Lab 5: Visualizing Newton's Method and Fractals

You won't be writing much code for this lab, but hopefully you'll derive from it a deeper understanding of how, exactly, the "universe" programs we've been creating relate to earlier programs and functions (and in particular recursion).

For starters, you should review your solutions for inlab 2 and the related lab to recall how programs for computing square roots using Newton's method and for drawing fractals worked. Go ahead. I'll wait.

The key to both Newton's method and fractal painting is that we continually apply a function (newton or fractal) over and over again to its own result. For instance, the result of applying newton to an initial guess produces an improved guess, that can be used as input to newton, which computes another improved guess, that can be used as input to newton, which ... and you get the idea.

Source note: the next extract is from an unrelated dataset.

PR #6703, opened 2020-07-11
daemon: don't print "(pruned)" for coinbase txes

moneromooo-monero:
Pruned coinbase txes are the same as unpruned ones, so the
prunable data is empty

Our original programs were able to compute "answers" --- i.e., a guess that was "good enough" or a fractal some number of levels deep --- but we couldn't see what happened at each step all too easily (unless you used DrRacket's stepper). In this lab, we'll write universe programs that allow us to manually step through each re-application of newton and fractal.

Exercise 1: Visualizing Square Root Approximation

For this exercise you are to write a program that contains a global variable named *n* which is bound to a number for which Newton's method will be used to compute a square root.

You will also write a function named "start" that will take as input an initial guess, and will call big-bang with that guess as the initial world state, and also provide two handlers:

I will demo this program at the start of lecture (and thereafter on demand).

Hint: to make it easier to display the numbers -- and more efficient to compute them -- you should convert all computed guesses to inexact numbers before returning them. The built-in Racket function "exact->inexact" will do the conversion.

When done, try different values of *n* and initial guesses ... does it make a big difference on how quickly the result converges?

Exercise 2: Visualizing Cubed Root Approximation

Repeat the previous exercise, but this time for visualizing cube roots. If you're smart about this, you should be able to re-use the same program, but change just the on-key handler you give to big-bang.

Can you see the difference in how quickly Newton's method converges on a cube-root result?

Exercise 3: Visualizing Fractals

For this exercise you will write a program, similar to the above two, that allows us to step through the creation of a fractal image --- the same type of fractal you created for inlab 2. This time, you will have a global variable named *seed-image* that will be the image from which the fractal is constructed. Each time a key is pressed, the world state (which will be an image) will be updated so as to reflect the next "level" fractal.

Again, you will write a start function that calls big-bang using the to-draw and on-key clauses. This time, however, we will always call start using *seed* as the initial input.

I will demo this program at the start of lecture (and thereafter on demand).